-- What needs to be done --
Precise copying is required. Return the data below in full.

Dataset excerpts
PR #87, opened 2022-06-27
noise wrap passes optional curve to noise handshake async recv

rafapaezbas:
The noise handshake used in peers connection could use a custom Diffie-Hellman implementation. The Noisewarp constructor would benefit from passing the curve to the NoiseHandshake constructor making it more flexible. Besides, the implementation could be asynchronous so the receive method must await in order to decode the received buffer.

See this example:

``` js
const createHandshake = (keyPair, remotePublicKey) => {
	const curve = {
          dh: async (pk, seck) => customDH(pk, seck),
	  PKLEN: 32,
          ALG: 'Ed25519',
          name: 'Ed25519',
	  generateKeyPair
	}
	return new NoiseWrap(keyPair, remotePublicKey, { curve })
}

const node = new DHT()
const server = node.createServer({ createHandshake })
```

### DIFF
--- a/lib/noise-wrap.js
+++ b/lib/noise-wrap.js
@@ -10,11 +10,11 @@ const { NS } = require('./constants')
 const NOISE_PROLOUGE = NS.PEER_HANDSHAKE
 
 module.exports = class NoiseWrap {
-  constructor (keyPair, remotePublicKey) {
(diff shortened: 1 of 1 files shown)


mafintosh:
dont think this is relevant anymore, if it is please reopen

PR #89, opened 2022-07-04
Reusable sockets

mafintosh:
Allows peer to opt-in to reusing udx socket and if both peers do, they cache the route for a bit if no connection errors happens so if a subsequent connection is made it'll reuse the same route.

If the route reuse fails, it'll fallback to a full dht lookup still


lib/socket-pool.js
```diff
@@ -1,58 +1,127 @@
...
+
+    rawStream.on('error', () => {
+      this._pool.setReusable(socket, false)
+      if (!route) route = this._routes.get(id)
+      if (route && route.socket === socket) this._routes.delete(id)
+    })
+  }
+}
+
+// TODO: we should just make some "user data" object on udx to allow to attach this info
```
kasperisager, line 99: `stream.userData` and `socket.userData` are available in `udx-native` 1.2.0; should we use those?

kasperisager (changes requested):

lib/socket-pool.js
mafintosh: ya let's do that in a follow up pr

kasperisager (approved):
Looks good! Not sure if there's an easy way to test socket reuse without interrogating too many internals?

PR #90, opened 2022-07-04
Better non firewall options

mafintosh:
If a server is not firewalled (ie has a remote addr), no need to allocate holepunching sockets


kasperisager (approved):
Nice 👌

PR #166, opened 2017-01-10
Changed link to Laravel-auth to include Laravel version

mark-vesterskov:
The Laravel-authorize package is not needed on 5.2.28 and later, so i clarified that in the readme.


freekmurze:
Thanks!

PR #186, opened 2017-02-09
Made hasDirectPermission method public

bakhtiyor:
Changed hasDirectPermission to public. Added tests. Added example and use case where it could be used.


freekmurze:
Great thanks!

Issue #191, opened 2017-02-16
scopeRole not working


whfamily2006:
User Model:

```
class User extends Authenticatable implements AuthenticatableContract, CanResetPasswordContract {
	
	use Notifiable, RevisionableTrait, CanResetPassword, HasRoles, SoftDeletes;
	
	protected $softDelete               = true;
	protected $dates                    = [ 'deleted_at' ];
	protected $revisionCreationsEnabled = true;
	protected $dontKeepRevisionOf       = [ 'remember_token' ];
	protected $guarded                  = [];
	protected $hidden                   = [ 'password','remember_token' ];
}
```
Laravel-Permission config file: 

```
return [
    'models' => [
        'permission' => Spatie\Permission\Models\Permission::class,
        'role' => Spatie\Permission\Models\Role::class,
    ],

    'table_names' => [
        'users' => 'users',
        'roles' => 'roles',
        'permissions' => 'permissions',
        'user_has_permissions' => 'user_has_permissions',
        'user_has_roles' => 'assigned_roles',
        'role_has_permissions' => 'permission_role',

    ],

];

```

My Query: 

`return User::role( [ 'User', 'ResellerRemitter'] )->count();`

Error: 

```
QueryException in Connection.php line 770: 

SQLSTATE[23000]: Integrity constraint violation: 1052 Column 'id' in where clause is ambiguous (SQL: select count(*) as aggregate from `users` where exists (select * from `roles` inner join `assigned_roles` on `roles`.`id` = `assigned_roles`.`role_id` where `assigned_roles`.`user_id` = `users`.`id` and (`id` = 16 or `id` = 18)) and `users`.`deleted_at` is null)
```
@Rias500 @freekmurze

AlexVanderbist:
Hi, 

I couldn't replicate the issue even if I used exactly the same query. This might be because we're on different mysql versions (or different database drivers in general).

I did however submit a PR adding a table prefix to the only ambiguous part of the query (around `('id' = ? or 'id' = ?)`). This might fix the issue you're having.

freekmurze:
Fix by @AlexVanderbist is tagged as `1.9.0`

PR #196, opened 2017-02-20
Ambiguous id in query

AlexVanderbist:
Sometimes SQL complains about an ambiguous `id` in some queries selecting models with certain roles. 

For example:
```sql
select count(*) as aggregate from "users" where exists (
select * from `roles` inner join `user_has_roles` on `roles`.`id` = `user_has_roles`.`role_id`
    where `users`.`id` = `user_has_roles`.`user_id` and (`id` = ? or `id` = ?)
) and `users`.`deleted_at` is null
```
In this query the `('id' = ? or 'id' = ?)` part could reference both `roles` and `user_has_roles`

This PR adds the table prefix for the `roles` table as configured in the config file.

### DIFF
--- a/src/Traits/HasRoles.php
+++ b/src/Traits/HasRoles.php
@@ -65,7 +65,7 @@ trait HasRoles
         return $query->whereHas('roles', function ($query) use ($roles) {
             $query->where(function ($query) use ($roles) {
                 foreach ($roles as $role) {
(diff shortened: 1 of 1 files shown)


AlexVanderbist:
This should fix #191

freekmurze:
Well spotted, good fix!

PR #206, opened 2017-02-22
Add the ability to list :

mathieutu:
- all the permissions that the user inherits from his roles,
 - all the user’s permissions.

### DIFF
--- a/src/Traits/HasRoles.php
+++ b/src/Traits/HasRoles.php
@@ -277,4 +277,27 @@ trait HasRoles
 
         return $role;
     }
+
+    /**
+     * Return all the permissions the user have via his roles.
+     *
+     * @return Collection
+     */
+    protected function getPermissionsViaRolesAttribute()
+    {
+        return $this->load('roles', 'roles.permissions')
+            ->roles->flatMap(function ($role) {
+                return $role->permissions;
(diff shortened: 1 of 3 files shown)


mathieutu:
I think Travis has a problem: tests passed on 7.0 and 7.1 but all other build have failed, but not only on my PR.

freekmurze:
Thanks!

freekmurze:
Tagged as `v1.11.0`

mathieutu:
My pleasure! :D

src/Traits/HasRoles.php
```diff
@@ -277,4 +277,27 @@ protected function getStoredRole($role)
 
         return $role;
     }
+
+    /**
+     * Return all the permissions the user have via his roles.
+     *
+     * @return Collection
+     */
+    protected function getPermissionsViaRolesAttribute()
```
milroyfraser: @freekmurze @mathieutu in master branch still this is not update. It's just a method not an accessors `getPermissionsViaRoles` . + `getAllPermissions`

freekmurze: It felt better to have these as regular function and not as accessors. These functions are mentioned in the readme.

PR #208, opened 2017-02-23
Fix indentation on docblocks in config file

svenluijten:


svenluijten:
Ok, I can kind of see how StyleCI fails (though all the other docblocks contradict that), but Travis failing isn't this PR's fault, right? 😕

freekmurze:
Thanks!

-- Response for this exercise --
PR #87, opened 2022-06-27
noise wrap passes optional curve to noise handshake async recv

rafapaezbas:
The noise handshake used in peers connection could use a custom Diffie-Hellman implementation. The Noisewarp constructor would benefit from passing the curve to the NoiseHandshake constructor making it more flexible. Besides, the implementation could be asynchronous so the receive method must await in order to decode the received buffer.

See this example:

``` js
const createHandshake = (keyPair, remotePublicKey) => {
	const curve = {
          dh: async (pk, seck) => customDH(pk, seck),
	  PKLEN: 32,
          ALG: 'Ed25519',
          name: 'Ed25519',
	  generateKeyPair
	}
	return new NoiseWrap(keyPair, remotePublicKey, { curve })
}

const node = new DHT()
const server = node.createServer({ createHandshake })
```

### DIFF
--- a/lib/noise-wrap.js
+++ b/lib/noise-wrap.js
@@ -10,11 +10,11 @@ const { NS } = require('./constants')
 const NOISE_PROLOUGE = NS.PEER_HANDSHAKE
 
 module.exports = class NoiseWrap {
-  constructor (keyPair, remotePublicKey) {
(diff shortened: 1 of 1 files shown)


mafintosh:
dont think this is relevant anymore, if it is please reopen

PR #89, opened 2022-07-04
Reusable sockets

mafintosh:
Allows peer to opt-in to reusing udx socket and if both peers do, they cache the route for a bit if no connection errors happens so if a subsequent connection is made it'll reuse the same route.

If the route reuse fails, it'll fallback to a full dht lookup still


lib/socket-pool.js
```diff
@@ -1,58 +1,127 @@
...
+
+    rawStream.on('error', () => {
+      this._pool.setReusable(socket, false)
+      if (!route) route = this._routes.get(id)
+      if (route && route.socket === socket) this._routes.delete(id)
+    })
+  }
+}
+
+// TODO: we should just make some "user data" object on udx to allow to attach this info
```
kasperisager, line 99: `stream.userData` and `socket.userData` are available in `udx-native` 1.2.0; should we use those?

kasperisager (changes requested):

lib/socket-pool.js
mafintosh: ya let's do that in a follow up pr

kasperisager (approved):
Looks good! Not sure if there's an easy way to test socket reuse without interrogating too many internals?

PR #90, opened 2022-07-04
Better non firewall options

mafintosh:
If a server is not firewalled (ie has a remote addr), no need to allocate holepunching sockets


kasperisager (approved):
Nice 👌

PR #166, opened 2017-01-10
Changed link to Laravel-auth to include Laravel version

mark-vesterskov:
The Laravel-authorize package is not needed on 5.2.28 and later, so i clarified that in the readme.


freekmurze:
Thanks!

PR #186, opened 2017-02-09
Made hasDirectPermission method public

bakhtiyor:
Changed hasDirectPermission to public. Added tests. Added example and use case where it could be used.


freekmurze:
Great thanks!

Issue #191, opened 2017-02-16
scopeRole not working


whfamily2006:
User Model:

```
class User extends Authenticatable implements AuthenticatableContract, CanResetPasswordContract {
	
	use Notifiable, RevisionableTrait, CanResetPassword, HasRoles, SoftDeletes;
	
	protected $softDelete               = true;
	protected $dates                    = [ 'deleted_at' ];
	protected $revisionCreationsEnabled = true;
	protected $dontKeepRevisionOf       = [ 'remember_token' ];
	protected $guarded                  = [];
	protected $hidden                   = [ 'password','remember_token' ];
}
```
Laravel-Permission config file: 

```
return [
    'models' => [
        'permission' => Spatie\Permission\Models\Permission::class,
        'role' => Spatie\Permission\Models\Role::class,
    ],

    'table_names' => [
        'users' => 'users',
        'roles' => 'roles',
        'permissions' => 'permissions',
        'user_has_permissions' => 'user_has_permissions',
        'user_has_roles' => 'assigned_roles',
        'role_has_permissions' => 'permission_role',

    ],

];

```

My Query: 

`return User::role( [ 'User', 'ResellerRemitter'] )->count();`

Error: 

```
QueryException in Connection.php line 770: 

SQLSTATE[23000]: Integrity constraint violation: 1052 Column 'id' in where clause is ambiguous (SQL: select count(*) as aggregate from `users` where exists (select * from `roles` inner join `assigned_roles` on `roles`.`id` = `assigned_roles`.`role_id` where `assigned_roles`.`user_id` = `users`.`id` and (`id` = 16 or `id` = 18)) and `users`.`deleted_at` is null)
```
@Rias500 @freekmurze

AlexVanderbist:
Hi, 

I couldn't replicate the issue even if I used exactly the same query. This might be because we're on different mysql versions (or different database drivers in general).

I did however submit a PR adding a table prefix to the only ambiguous part of the query (around `('id' = ? or 'id' = ?)`). This might fix the issue you're having.

freekmurze:
Fix by @AlexVanderbist is tagged as `1.9.0`

PR #196, opened 2017-02-20
Ambiguous id in query

AlexVanderbist:
Sometimes SQL complains about an ambiguous `id` in some queries selecting models with certain roles. 

For example:
```sql
select count(*) as aggregate from "users" where exists (
select * from `roles` inner join `user_has_roles` on `roles`.`id` = `user_has_roles`.`role_id`
    where `users`.`id` = `user_has_roles`.`user_id` and (`id` = ? or `id` = ?)
) and `users`.`deleted_at` is null
```
In this query the `('id' = ? or 'id' = ?)` part could reference both `roles` and `user_has_roles`

This PR adds the table prefix for the `roles` table as configured in the config file.

### DIFF
--- a/src/Traits/HasRoles.php
+++ b/src/Traits/HasRoles.php
@@ -65,7 +65,7 @@ trait HasRoles
         return $query->whereHas('roles', function ($query) use ($roles) {
             $query->where(function ($query) use ($roles) {
                 foreach ($roles as $role) {
(diff shortened: 1 of 1 files shown)


AlexVanderbist:
This should fix #191

freekmurze:
Well spotted, good fix!

PR #206, opened 2017-02-22
Add the ability to list :

mathieutu:
- all the permissions that the user inherits from his roles,
 - all the user’s permissions.

### DIFF
--- a/src/Traits/HasRoles.php
+++ b/src/Traits/HasRoles.php
@@ -277,4 +277,27 @@ trait HasRoles
 
         return $role;
     }
+
+    /**
+     * Return all the permissions the user have via his roles.
+     *
+     * @return Collection
+     */
+    protected function getPermissionsViaRolesAttribute()
+    {
+        return $this->load('roles', 'roles.permissions')
+            ->roles->flatMap(function ($role) {
+                return $role->permissions;
(diff shortened: 1 of 3 files shown)


mathieutu:
I think Travis has a problem: tests passed on 7.0 and 7.1 but all other build have failed, but not only on my PR.

freekmurze:
Thanks!

freekmurze:
Tagged as `v1.11.0`

mathieutu:
My pleasure! :D

src/Traits/HasRoles.php
```diff
@@ -277,4 +277,27 @@ protected function getStoredRole($role)
 
         return $role;
     }
+
+    /**
+     * Return all the permissions the user have via his roles.
+     *
+     * @return Collection
+     */
+    protected function getPermissionsViaRolesAttribute()
```
milroyfraser: @freekmurze @mathieutu in master branch still this is not update. It's just a method not an accessors `getPermissionsViaRoles` . + `getAllPermissions`

freekmurze: It felt better to have these as regular function and not as accessors. These functions are mentioned in the readme.

PR #208, opened 2017-02-23
Fix indentation on docblocks in config file

svenluijten:


svenluijten:
Ok, I can kind of see how StyleCI fails (though all the other docblocks contradict that), but Travis failing isn't this PR's fault, right? 😕

freekmurze:
Thanks!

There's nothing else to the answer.